Saved entries
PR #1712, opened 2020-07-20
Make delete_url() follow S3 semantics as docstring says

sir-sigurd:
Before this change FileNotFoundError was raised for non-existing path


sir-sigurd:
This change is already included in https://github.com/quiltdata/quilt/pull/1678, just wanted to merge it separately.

---

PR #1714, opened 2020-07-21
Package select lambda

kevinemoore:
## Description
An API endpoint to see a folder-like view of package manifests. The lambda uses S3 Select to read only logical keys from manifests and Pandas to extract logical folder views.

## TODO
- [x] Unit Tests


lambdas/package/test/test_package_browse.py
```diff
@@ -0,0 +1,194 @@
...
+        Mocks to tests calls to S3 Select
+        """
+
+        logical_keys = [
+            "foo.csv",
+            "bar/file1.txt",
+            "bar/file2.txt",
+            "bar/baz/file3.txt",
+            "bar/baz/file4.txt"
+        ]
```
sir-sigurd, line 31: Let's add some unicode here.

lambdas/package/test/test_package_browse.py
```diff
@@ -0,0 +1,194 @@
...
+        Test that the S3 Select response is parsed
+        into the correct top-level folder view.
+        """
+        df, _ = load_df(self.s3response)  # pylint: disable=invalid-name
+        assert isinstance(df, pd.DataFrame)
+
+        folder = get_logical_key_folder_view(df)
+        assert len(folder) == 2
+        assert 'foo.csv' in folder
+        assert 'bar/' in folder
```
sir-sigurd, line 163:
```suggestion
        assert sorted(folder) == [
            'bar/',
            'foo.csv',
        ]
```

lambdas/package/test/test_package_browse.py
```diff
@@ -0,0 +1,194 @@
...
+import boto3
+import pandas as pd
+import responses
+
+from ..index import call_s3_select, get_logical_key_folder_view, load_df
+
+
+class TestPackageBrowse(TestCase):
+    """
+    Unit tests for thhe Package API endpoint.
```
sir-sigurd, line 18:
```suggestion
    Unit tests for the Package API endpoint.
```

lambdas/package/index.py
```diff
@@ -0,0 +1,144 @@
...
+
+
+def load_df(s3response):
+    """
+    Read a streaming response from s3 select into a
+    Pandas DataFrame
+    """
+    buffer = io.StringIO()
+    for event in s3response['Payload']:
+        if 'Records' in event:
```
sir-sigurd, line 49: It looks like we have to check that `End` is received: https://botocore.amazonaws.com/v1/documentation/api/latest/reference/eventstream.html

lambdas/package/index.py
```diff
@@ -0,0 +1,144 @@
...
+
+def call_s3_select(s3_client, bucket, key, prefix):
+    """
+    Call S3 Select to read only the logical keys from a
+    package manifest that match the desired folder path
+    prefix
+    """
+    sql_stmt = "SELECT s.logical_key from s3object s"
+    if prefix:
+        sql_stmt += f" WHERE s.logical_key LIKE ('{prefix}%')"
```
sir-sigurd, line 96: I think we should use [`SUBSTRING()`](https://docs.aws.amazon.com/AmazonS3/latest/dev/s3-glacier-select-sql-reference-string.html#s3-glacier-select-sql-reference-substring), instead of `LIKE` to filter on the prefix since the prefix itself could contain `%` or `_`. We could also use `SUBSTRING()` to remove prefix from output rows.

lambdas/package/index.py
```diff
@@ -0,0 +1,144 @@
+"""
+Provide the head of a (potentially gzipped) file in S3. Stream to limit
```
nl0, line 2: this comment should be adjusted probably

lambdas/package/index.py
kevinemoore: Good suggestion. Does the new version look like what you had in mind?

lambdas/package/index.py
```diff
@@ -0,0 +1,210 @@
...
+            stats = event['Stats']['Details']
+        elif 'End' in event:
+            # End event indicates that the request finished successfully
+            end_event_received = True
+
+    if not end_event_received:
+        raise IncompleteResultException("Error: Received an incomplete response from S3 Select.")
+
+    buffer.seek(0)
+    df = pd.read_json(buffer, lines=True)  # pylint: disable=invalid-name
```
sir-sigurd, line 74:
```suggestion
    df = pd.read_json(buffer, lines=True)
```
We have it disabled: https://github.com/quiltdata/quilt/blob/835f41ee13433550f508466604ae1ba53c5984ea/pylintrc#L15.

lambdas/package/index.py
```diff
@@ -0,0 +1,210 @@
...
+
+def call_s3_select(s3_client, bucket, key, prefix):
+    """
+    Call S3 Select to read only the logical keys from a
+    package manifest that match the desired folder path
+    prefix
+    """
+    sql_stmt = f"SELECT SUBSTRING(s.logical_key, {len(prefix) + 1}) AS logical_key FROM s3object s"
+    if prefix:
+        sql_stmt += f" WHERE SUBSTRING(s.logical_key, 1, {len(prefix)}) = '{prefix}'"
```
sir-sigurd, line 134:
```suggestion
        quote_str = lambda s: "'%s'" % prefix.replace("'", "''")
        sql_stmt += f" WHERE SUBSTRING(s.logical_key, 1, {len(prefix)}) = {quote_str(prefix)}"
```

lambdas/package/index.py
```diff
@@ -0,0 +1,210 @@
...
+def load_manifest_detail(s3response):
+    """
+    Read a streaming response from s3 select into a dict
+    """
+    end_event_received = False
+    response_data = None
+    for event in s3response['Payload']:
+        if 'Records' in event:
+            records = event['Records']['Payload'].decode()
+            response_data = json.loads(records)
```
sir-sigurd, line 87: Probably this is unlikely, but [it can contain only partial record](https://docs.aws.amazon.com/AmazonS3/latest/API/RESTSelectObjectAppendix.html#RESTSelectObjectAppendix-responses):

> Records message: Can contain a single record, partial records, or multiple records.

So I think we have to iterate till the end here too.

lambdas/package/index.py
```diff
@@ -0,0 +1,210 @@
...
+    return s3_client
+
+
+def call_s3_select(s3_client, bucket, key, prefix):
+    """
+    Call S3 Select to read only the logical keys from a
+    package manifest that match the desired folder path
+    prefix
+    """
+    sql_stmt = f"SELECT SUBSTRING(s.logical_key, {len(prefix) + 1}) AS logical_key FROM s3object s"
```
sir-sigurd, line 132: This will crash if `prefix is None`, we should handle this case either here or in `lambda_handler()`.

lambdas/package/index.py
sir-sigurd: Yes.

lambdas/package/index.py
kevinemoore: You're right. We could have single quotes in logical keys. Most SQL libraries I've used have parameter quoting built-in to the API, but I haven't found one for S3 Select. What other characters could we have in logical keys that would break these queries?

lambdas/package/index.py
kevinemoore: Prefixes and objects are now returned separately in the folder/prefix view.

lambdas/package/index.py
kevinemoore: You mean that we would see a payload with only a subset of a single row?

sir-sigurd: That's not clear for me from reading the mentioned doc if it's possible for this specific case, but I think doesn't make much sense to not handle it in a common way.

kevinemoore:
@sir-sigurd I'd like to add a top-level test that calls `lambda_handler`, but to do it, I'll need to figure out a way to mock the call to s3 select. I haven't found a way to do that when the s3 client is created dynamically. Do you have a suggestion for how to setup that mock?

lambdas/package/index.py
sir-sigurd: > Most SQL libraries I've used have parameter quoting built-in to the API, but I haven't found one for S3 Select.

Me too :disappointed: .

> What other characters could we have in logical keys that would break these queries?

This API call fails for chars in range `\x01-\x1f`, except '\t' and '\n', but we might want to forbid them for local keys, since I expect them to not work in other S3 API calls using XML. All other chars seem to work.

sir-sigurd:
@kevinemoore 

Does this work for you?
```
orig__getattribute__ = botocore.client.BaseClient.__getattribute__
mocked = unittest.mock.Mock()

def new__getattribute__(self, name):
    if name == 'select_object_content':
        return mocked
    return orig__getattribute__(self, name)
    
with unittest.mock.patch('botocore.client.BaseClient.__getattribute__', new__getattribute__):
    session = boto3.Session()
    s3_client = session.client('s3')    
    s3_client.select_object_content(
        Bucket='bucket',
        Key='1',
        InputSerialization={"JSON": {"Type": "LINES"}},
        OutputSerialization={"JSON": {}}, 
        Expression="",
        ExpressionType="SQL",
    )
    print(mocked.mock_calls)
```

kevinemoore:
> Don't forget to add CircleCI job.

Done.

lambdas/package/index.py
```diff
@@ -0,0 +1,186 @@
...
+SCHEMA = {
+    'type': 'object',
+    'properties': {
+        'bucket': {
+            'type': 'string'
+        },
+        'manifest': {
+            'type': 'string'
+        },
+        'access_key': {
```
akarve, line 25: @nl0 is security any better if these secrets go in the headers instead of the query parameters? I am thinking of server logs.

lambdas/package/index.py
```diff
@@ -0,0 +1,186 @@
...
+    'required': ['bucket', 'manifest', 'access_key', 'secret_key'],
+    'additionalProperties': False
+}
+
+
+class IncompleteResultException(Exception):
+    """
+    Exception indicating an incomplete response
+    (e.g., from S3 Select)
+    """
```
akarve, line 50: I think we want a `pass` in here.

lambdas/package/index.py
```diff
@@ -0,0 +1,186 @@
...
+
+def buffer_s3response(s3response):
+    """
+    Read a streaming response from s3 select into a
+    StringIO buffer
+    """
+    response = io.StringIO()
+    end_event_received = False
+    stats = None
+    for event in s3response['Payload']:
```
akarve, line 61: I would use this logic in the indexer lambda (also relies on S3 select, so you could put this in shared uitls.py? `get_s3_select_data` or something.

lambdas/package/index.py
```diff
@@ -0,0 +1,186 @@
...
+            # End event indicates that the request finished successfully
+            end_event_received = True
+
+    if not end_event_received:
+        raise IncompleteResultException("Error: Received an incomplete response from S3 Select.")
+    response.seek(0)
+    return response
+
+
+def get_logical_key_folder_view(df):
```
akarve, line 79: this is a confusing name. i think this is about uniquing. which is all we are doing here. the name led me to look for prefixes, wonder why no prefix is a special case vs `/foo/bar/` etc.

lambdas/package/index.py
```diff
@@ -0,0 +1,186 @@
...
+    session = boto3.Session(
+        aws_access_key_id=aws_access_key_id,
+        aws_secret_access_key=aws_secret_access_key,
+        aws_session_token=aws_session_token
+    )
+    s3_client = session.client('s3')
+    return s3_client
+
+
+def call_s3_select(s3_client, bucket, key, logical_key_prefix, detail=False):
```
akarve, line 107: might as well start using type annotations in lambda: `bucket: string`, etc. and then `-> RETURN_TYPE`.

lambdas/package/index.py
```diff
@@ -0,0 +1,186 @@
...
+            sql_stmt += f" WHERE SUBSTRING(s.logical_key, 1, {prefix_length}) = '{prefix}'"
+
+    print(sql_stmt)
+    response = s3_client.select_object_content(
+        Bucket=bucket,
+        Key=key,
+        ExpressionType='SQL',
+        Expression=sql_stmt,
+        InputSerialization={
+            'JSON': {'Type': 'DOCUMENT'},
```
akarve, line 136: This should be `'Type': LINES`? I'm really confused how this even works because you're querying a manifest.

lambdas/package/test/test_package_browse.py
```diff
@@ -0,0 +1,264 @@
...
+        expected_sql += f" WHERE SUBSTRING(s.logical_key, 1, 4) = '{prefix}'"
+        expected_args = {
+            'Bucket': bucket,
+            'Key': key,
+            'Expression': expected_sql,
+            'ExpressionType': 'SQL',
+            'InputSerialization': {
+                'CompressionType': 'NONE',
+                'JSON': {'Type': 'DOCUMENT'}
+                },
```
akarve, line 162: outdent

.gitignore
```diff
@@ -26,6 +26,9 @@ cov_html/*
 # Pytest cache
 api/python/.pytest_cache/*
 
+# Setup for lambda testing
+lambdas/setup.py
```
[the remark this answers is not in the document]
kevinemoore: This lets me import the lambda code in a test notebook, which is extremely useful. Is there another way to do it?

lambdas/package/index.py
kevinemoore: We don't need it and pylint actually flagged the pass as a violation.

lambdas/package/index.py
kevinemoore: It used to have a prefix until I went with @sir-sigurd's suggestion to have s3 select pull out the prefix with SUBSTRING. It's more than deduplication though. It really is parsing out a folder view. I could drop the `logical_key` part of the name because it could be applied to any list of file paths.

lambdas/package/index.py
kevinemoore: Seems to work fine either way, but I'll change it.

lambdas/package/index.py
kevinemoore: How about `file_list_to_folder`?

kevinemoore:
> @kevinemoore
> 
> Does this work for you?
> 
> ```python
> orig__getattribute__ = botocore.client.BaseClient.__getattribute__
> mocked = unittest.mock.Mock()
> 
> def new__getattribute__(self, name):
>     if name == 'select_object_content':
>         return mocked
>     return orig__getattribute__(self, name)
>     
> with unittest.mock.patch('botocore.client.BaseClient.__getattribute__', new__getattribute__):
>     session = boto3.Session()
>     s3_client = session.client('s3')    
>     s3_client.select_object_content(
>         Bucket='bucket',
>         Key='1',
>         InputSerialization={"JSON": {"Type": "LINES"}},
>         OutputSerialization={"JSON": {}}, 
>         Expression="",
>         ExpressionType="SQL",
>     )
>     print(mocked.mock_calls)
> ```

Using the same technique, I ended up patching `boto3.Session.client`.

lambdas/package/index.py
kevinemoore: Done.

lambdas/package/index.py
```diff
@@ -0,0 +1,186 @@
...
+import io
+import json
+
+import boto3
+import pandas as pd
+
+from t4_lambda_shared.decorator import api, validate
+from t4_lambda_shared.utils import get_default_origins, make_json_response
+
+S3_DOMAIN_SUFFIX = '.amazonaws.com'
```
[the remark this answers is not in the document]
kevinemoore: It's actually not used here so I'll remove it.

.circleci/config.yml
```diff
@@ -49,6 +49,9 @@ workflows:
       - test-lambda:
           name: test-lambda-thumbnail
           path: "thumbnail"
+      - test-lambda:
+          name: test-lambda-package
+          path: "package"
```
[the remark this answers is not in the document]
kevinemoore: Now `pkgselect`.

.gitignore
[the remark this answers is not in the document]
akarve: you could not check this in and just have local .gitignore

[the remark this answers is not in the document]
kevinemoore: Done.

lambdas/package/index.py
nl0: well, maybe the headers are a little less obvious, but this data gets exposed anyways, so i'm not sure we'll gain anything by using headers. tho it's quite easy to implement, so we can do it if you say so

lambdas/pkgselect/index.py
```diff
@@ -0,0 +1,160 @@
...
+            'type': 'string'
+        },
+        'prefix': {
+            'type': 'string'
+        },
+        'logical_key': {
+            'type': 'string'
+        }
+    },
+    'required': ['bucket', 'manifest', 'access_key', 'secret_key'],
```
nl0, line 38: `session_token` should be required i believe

## About this task
Given the data above, transcribe exactly the lines from the one containing "lambdas/pkgselect/index.py" down to the one containing "required i believe", and no others.

## Task response
lambdas/pkgselect/index.py
```diff
@@ -0,0 +1,160 @@
...
+            'type': 'string'
+        },
+        'prefix': {
+            'type': 'string'
+        },
+        'logical_key': {
+            'type': 'string'
+        }
+    },
+    'required': ['bucket', 'manifest', 'access_key', 'secret_key'],
```
nl0, line 38: `session_token` should be required i believe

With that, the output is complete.